Jury Awards $4.8 Million to Pierside Village Developer : Courts: Panel cites a breach of contract for project by Huntington Beach and its redevelopment agency. City will likely seek a new trial or appeal, official says.
HUNTINGTON BEACH — An Orange County Superior Court jury this week awarded $4.8 million in damages to developer Stanley M. Bloom, saying the city and its redevelopment agency breached a 1986 contract with Bloom to develop the Pierside Village project next to the municipal pier.
City Atty. Gail C. Hutton, who announced the jury award Friday, said the City Council will meet in closed session Monday to consider its legal options.
“There is little doubt that the City Council will be strongly considering a motion for a new trial and if not granted, an appeal of the verdict rendered,” Hutton said.
If it stands, city officials said, Wednesday’s jury award would appear to pose a major financial blow to the city, which recently made spending cuts in most departments and raised a number of fees to meet budget shortfalls.
“With our budgetary problems, the loss of $4.8 million would be a major hit,” Councilman David Sullivan said.
In 1991, the City Council voted 4 to 3 to rescind the lease for the Pierside Village project after debate raged for five years. Critics claimed that the proposal to build up to five restaurants and other shops on 3 1/2 acres of city-owned beachfront property next to the pier would be a visual blight. They also said that the restaurant complex would hamper public access to the beach.
Supporters, however, said that the restaurants would be an asset to downtown development.
Councilman Jim Silva, who had earlier supported the complex “with reservations,” cast the decisive vote to kill the project.
Silva said Friday that he changed his mind and voted against the project because he believed that it was a property rights issue.

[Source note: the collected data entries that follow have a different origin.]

PR #224, opened 2023-02-24
emscripten PoC

hazeycode:
Hacky PoC to illustrate horrible workarounds required to support emscripten and start a discussion on the topic.

Currently, this builds and then hits some unreachable at runtime. I will do some debugging and try to get it further if and when I can but no promises.

To build and run the minimal_sdl sample in your web browser:
`zig build minimal_sdl-run -Dtarget=wasm32-emscripten --sysroot emscripten/emsdk/upstream/emscripten/cache/sysroot`

required reading:
- https://github.com/ziglang/zig/issues/10836

todo: 
- request webgl compatible context

PR #309, opened 2023-05-31
Emscripten support: wasm & webgpu in browser

Deins:
Feel free to reject this if you think this is out of scope or if some of the required workarounds are too ugly etc. But I thought to share this in case this interesting/useful and hear what you think.

This adds support and a sample for web compilation with `emscripten` toolchain. In general it just adds additional linking step with emsdk on top of regular `wasm32-freestanding` build which generates all the nececary js browser binding glue code. But also needs some platform specific modifications.
Main notes with required changes are in `triangle_wgpu_emscripten` sample readme.
Live demo (needs nightly browser with webgpu support): https://deins.lv/triangle_wgpu_emscripten/.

The land is owned by the city, and residents were overwhelmingly against the project. “Property rights prevailed,” he said.
In 1990, city voters overwhelmingly approved Measure C, which prohibits the city from selling or leasing beach or park land without a citywide vote.
Approval of Measure C prompted the City Council in 1991 to reconsider its support of Pierside Village and the subsequent vote to kill it.